Altın kadar olmasa da, gümüşte de büyük hareketler yaşanıyor. Gümüş 53 dolarlık sınırın üzerinde kalamazsa, 56-57 dolara, oradan da 62-65 dolara kadar çıkabileceği tahmin ediliyor. Uzmanlara göre “bankerler kâğıt gümüş satsa da halk artık durdurulamıyor.” Bu cümle aslında küresel yatırım psikolojisini özetliyor: Güvene dayalı sistem yıkılırken, insanlar elle tutabildikleri varlıklara dönüyor.

🇹🇷 “Türkiye’de Gerçek Kriz: Fakirleşme”

Gelelim bize. Türkiye’deki tablo biraz daha karanlık. Selçuk Geçer, ekonomideki en büyük problemin artık enflasyon değil, “fakirleşme” olduğunu söylüyor. 200 TL ile 2009’da 5 gram altın alınabiliyordu, bugün 4 marul alabiliyorsun. Üstelik maaşlar 7 kat artarken, gıda 14 kat artmış durumda. Bu fark sadece cebimizi değil, umudumuzu da eritiyor.
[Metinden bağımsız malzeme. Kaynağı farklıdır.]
PR #1231, opened 2026-08-19
Feat: Workflow Designer Revamp - Pre-made Blocks

DeepanshKhurana:
## Description

pre-made-blocks

Adds **pre-made blocks** to Add Block, so a step can be placed by what it does rather than by picking an executor and filling an empty config. Stacked on `main`.

**Simple tier of ready-made blocks.** Add Block opens on **Simple** — Send email, Call an API, Route by condition, Wait, Run another workflow and the rest — each inserting a step that already carries its `type`, its action `kind` and its script runtime. **Full** is the executor picker, unchanged in what it offers. This closes two sharp edges: `addStep` never seeded `action` config, so choosing Action inserted a step with none, and script steps needed `runtime` paired with `inlineScript` by hand. Author-specific values (a recipient, a URL, a target workflow) are deliberately left empty and surfaced by the existing step-error highlighting.

**Blocks the instance cannot run are greyed, with the reason on hover.** A new `GET /api/capabilities` derives availability server-side, so the browser learns "email works, over SMTP" and never which env vars are set. The requirement is derived from the executor, so Simple and Full cannot disagree about the same block. Presets live in `platform-core` so the workflow assistant can build from the same catalog later.

**Tooltips across the whole picker, to let the layout breathe.** Every description in both tiers moved out of the rows and onto hover, so options are single-line. Both the picker and the step editor's field help now share one `HoverTooltip`, which portals out of the panel's scroll container and flips on collision.

**Collapsible sections, restyled for gradual discovery.** `CollapsibleCard` moved out of `step-editor.tsx` into its own module and is shared, so the picker folds exactly like the step editor: one section at a time, first open, cards sized to their content. Blocks are drawn with the canvas's own node chrome — same border, tint and executor row — so what you pick is what you get. No preset emits `type: 'review'`; per ADR-0006 the designer no longer offers that type for new steps, and `workflow-authoring-golden-rules.md` was corrected to match (it fed the assistant the opposite).

## How to test
- Workflow editor → **Add Block** → Simple → pick **Send email**; the step lands with `action.kind: email` and a subject already set, needing only a recipient.
- **Full** → each control mode is its own folding card; step type stays visible in the header card.
- With no email configured, Send email is greyed and hovering explains why; with SMTP configured it carries an `SMTP` badge.

## Definition of Done
- [x] `pnpm typecheck` clean
- [x] Unit tests green (4,834) incl. new preset, capability and picker coverage
- [x] L3 added for `GET /api/capabilities`; full E2E green (219)
- [x] CHANGELOG updated
- [x] Self-review run; blockers addressed


Griphu:
Okay, so my honest review:
Not sure if I'm a fan of current approach. It's not that intuitive imo. For example - in "data" I would expect some sort of pre made blocks for data ingestion, maybe connecting to database etc. 
I'm not sure if we wouldn't achieve the same goal with just listing some examples of usage in the tooltip next to a step type.

While I agree it's tidy from UX perspective, not sure if it's as useful. I still have to click on each block to see what's inside, I have to hover on each sub block to see what's under that (cause hovering on the main blocks shows nothing). If I'd measure the impact with time needed for newbie to select the proper block for a given step, _I think_ the version with text next to the step types (so current staging) would be the winner. Ofc I might be biased cause it's just my opinion (and my wife agrees, but that's a small sample). 

If we were to implement those simple blocks, I'd need another argument for the usefulness of it. One idea would be creating a set of a pre-made blocks that would do exactly what user intends (connect to database, run a prediction script for selected model, run the review) - that would be a lot of effort so I'm not saying it's what we need, but I'm not sure that simple blocks actually address the problem of "I don't know what to choose".

@DeepanshKhurana we can discuss it if you'd like. Maybe there's something that I'm missing and current approach is actually correct.

DeepanshKhurana:
@Griphu I think we have the right understanding and only platform limitations is why the blocks are more _rudimentary_ than they ought to be.

For reference, this [Figma](https://beluga-push-86745169.figma.site/) is our source truth except the slow reveal feature because the information density (more on this later) is too high in our real app than Artur was privy to when he was designing it.

> For example - in "data" I would expect some sort of pre made blocks for data ingestion, maybe connecting to database etc.

This is precisely it. Only that for now we don't have that level of functionality and a lot of groundwork needs to be done for it. So, this is a starting point and a foundation for adding more contextual blocks.

> I still have to click on each block to see what's inside, I have to hover on each sub block to see what's under that (cause hovering on the main blocks shows nothing)

I agree. Then, we move the tooltip to the container for the Full side of the picker. But the idea is that currently (on staging) we have a square within a square with an extreme amount of small sized text to read which increases information density beyond something a user would want to look at reasonably and read. A tooltip on a block (or its container) would say "Hey, maybe I need Cowork", hover, "RIGHT, I need Autonomous actually." So it solves information discovery without compromising or cluttering the UI too much. The key issue is that the text density becomes too high with the current implementation on staging imo. Again, if we hit a deadlock here, let's discuss with Artur once on what can be a good middle ground?

> One idea would be creating a set of a pre-made blocks that would do exactly what user intends (connect to database, run a prediction script for selected model, run the review) - that would be a lot of effort so I'm not saying it's what we need, but I'm not sure that simple blocks actually address the problem of "I don't know what to choose".

I agree! That's the reason this PR exists so we can move towards building those but this sets a foundation of "where goes what" so we can then let's say add 10 more blocks to Data and 5 more to Communication based on feedback, our intuition and requests.

Does that add some more context? I think we are on the same page to be honest. But I feel I was not quite clear with what I intend this PR to be. If you want to ship it fully feature complete, it will be a huge PR and I wanted to avoid that.

Griphu:
Yea, I agree. Let's not make this PR any bigger than it is now, the "ready to use" blocks can be addressed later on. 

Related to tooltip vs full text - I agree we need some middle ground here and I shouldn't be the one to decide as I'm just not a fan of tooltips in such scenarios when I want to compare couple of step types to choose the best fit, and when the tooltip disappears my memory of what's that step also vanishes. 

Other than that I think it's fine to ship it.

DeepanshKhurana:
> Yea, I agree. Let's not make this PR any bigger than it is now, the "ready to use" blocks can be addressed later on.
> 
> Related to tooltip vs full text - I agree we need some middle ground here and I shouldn't be the one to decide as I'm just not a fan of tooltips in such scenarios when I want to compare couple of step types to choose the best fit, and when the tooltip disappears my memory of what's that step also vanishes.
> 
> Other than that I think it's fine to ship it.

Based on my discussion we Artur, we decided that the nested Copilot within Copilot, Assist within Assist is what created this situation where you could not compare. Since we have the constraints of the Full mode, our current Simple blocks also are a bit confusing but we have to live with them. Ideally, an action is an action regardless of who performs it so we should have that baked into how the step runs not how it looks from a UX perspective but that is a longer discussion and probably for later.

**For now:** I have nested the four Agent options within a new accordion so it is easy to compare after discussing with Artur. I think we can live with this for now and it makes for a nice comparison/contrast between `No agent` and `Agent` categories.

I'll proceed with the merge.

Gençler, doktorlar, mühendisler artık “ülkede gelecek yok” diyor. Bu sadece ekonomik değil, sosyal bir çöküş sinyali.

🏠 “Ev Alınır mı, Beklenir mi?”

Konut piyasasında da sessiz bir fırtına var. Barış Soydan, Merkez Bankası verilerine göre konut fiyatlarının enflasyonun altında kaldığını, yani reel olarak düştüğünü söylüyor. Ama ilginçtir, satışlar artıyor. Neden? Çünkü nakde sıkışan müteahhitler indirim yapıyor. Bazı yatırımcılar bu indirim fırsatlarını değerlendiriyor. Cihat E. Çiçek ise şöyle diyor: “Eğer oturacağın ilk evse, al. Ama yatırım içinse bekle.” Çünkü fırsatlar daha yeni başlıyor olabilir.

🧭 “Ne Yapmalı?”

Bu dönemde panikle değil, bilgiyle hareket etmek gerekiyor. Altın ve gümüş hâlâ güvenli liman. Ama her yükselişin içinde bir düşüş riski vardır. Konut, kısa vadede değil ama uzun vadede değerlendirilebilir. En önemlisi, parayı “dokunulabilir, kalıcı” varlıklarda tutmak. Çünkü dijital sistemlerin, politik kararların ya da bankaların güveni her an sarsılabiliyor. Tıpkı Julian’daki madenciler gibi, bugün herkes kendi altınını bulma peşinde.

Son söz: Ekonomi bir inanç meselesidir. O inanç kaybolduğunda, paranın değeri de, piyasanın dengesi de kalmaz. Bu yüzden asıl yatırım, güvenin nereye gittiğini anlamaktır.